More than a decade ago, Wellington practice Tennent Brown Architects embarked on a journey to understand Te Ao Māori (the Māori world) while designing a range of educational projects around the North Island.

The concept for Tennent Brown’s latest educational building at Te Wānanga o Raukawa in Ōtaki relates to Māori cosmology and local history.

“Many iwi groups and educational organisations are finally in a position to build for themselves,” suggests Hugh, whose firm’s journey began in 2006 while designing Mana Tamariki, a kura kaupapa (primary school) in Palmerston North. “We hadn’t worked on any Māori projects before then,” says Hugh. “However, the client was interested in us because we had worked on a number of spiritual projects, including a monastery and other religious buildings, so we were designing places with wairua that supported the spiritual aspects of the human experience.”
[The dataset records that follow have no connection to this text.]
PR #1254, opened 2021-08-02
Fix for regression #1229 using new type ics02::TrustThreshold

### LINKED ISSUE #1229: CLIs for upgrades regression following update to tm-rs 0.21
## Crate

`ibc-relayer`

## Summary of Bug

Following the update to tm-rs 0.21 (#1223), in particular this change mentioned [here](https://github.com/informalsystems/ibc-rs/pull/1223#discussion_r674113798), the `upgrade-chain` functionality fails. The `zero_custom_fields` method can no longer enforce the trust threshold to be 0/0, because that is not a valid domain type construction of the `TrustThresholdFraction` type.

There is a possible workaround to make the `upgrade-chain` command work successfully, documented in this commit
https://github.com/informalsystems/ibc-rs/commit/27c1a7e29c05cfd7475509cee9951568d319dbea
This workaround achieves the following:
- construct a `prost_types::Any` directly from a raw `ClientState`
- the raw `ClientState` has not type checks, so we can enforce zero trust_level
- enables the `upgrade-chain` tx to succeed

The drawback of this solution is that it's partial: the `upgrade client(s)` CLIs still don't work, because they required reading and decoding the client state from the upgraded chain, and this state includes the zero value, which cannot be decoded. 

>  hermes upgrade client ibc-1 07-tendermint-0
Jul 22 16:50:48.047  INFO [ibc-0 -> ibc-1:07-tendermint-0] upgrade Height: 0-2401
Jul 22 16:50:48.072 DEBUG [ibc-0 -> ibc-1:07-tendermint-0] MsgUpdateAnyClient from trusted height 0-231 to target height 0-2401
Error: failed while trying to upgrade client id 07-tendermint-0 hosted on chain id ibc-1 with error: failed while fetching from chain ibc-0 the upgraded client state: GRPC error: invalid raw client state: error converting message type into domain type: invalid client state trust threshold: trust threshold is too large (must be <= 1)

Two possible long-term solution:

- modify the tm-rs type `TrustThresholdFraction` to permit construction with zero field
- replicate the domain type `TrustThresholdFraction` in the `relayer` crate and handle its validation there, permitting construction with zero fields

__As a short term solution, for 0.6.1, we are explicitly disabling the `upgrade-chain` and `upgrade client` functionality.__

### More details on the underlying problem

A successful governance proposal would have a zero trust level:

> gaiad query gov proposal 1 --home data/ibc-0/
...
      trust_level:
        denominator: "0"
        numerator: "0"

Using the changes from a0d9d4b5823a9f0bb9850c990fe9dfdfeaeb00e0, the chain accepts the upgrade proposal, but the upgraded trust level is not zero:

> gaiad query gov proposal 1 --node http://127.0.0.1:26557
...
      trust_level:
        denominator: "3"
        numerator: "1"

The `trust_level` field, like all the other fields specified in the `zero_custom_fields` method, are custom and differ from client to client (these are chosen by the relayer when that client was created). Since these are client-specific field, the upgrading chain must set them to zero, and must only change those fields that are chain-specific (chain id, unbonding period).

After discussing with @colin-axner, here are further details:
- the x/gov module stores the governance proposal, so when we query for it, we see the 1/3 trust level details
- the [client state gets zeroed out](https://github.com/cosmos/cosmos-sdk/blob/84c33215658131d87daf3c629e909e12ed9370fa/x/upgrade/keeper/keeper.go#L104) when the chain stores it to the ibc store keeper, so effectively the stored trust level (and its proof) are for 0/0 trust level
- it seems that the on-chain handler for MsgUpgradeClient does not zero out the submitted client state, so if a relayer submits a client state with 1/3, the proof won't pass
- the `upgrade client` CLI subsequently fails with an error specifying that proof verification failed, [log here](https://gist.github.com/adizere/70e67aa38227e14fddfb1a426082aeac).

## Version

3c383cf5650063c2dbfb4af52239af6fc8782e0b

## Acceptance Criteria

- [ ] re-enable `upgrade-chain` and `upgrade client` CLIs

____

## For Admin Use

- [ ] Not duplicate issue

adizere:
Closes #1229

## Description

- [X] Added a new domain type `TrustThreshold` in ICS02, which is an IBC-compliant representation of trust threshold.
- [X] re-enabled the chain and client upgrade CLIs

______

For contributor use:

### DIFF
--- a/modules/src/ics02_client/trust_threshold.rs
+++ b/modules/src/ics02_client/trust_threshold.rs
@@ -52,8 +52,10 @@ impl TrustThreshold {
     /// is in the range`[0, 1)`.
     pub fn new(numerator: u64, denominator: u64) -> Result<Self, Error> {
         // The two parameters cannot yield a fraction that is bigger or equal to 1
-        if (numerator > denominator) || (denominator == 0 && numerator != 0) ||
-            (numerator == denominator && numerator != 0) {
+        if (numerator > denominator)
+            || (denominator == 0 && numerator != 0)
+            || (numerator == denominator && numerator != 0)
+        {
             return Err(Error::invalid_trust_threshold(numerator, denominator));
         }
 
--- a/modules/src/ics02_client/trust_threshold.rs
+++ b/modules/src/ics02_client/trust_threshold.rs
@@ -1,0 +1,128 @@
+//! IBC Domain type definition for [`TrustThreshold`]
+//! represented as a fraction with valid values in the
+//! range `[0, 1)`.
+
+use std::{convert::TryFrom, fmt};
+
+use serde::{Deserialize, Serialize};
+use tendermint_proto::Protobuf;
+
+use ibc_proto::ibc::lightclients::tendermint::v1::Fraction;
+use tendermint::trust_threshold::TrustThresholdFraction;
+
+use crate::ics02_client::error::Error;
+
+/// [`TrustThreshold`] defines the level of trust that a client has
+/// towards a set of validators of a chain.
+///
+/// A trust threshold is represented as a fraction, i.e., a numerator and
+/// and a denominator.
+/// A typical trust threshold is 1/3 in practice.
+/// This type accepts even a value of 0, (numerator = 0, denominator = 0),
+/// which is used in the client state of an upgrading client.
+#[derive(Copy, Clone, Debug, PartialEq, Eq, Serialize, Deserialize)]
+pub struct TrustThreshold {
+    numerator: u64,
+    denominator: u64,
+}
+
+impl TrustThreshold {
+    /// Constant for a trust threshold of 1/3.
+    pub const ONE_THIRD: Self = Self {
+        numerator: 1,
+        denominator: 3,
+    };
+
+    /// Constant for a trust threshold of 2/3.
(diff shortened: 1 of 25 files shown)


modules/src/ics02_client/trust_threshold.rs
```diff
@@ -0,0 +1,130 @@
...
+    /// Instantiate a TrustThreshold with the given denominator and
+    /// numerator.
+    ///
+    /// The constructor succeeds if long as the resulting fraction
+    /// is in the range`[0, 1)`.
+    pub fn new(numerator: u64, denominator: u64) -> Result<Self, Error> {
+        // The two parameters cannot yield a fraction that is bigger or equal to 1
+        if (numerator > denominator)
+            || (denominator == 0 && numerator != 0)
+            || (numerator == denominator && numerator != 0)
```
romac, line 57: I don't think the parens are necessary but we can keep them if you think it improve readability.

romac (approved):
Very nice! Left a couple nitpicks but pre-approved

modules/src/ics02_client/trust_threshold.rs
adizere: Hmm, the parens did help me while writing this code.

Mana Tamariki put the practice on the map in terms of educational projects when it became one of five exemplar kura kaupapa in the country and won numerous architecture awards. “This project is one of the first examples where a Kohanga Reo (early childhood), Te Kura Kaupapa and Whare Kura (primary and secondary schools) were combined under one roof in a te Reo Māori immersion educational environment,” explains Hugh. “A korowai (cloak) represents the mana of the tamariki (children) and the entrance design tracks the journey of the children, who range from one to seventeen years, under one overarching roof.”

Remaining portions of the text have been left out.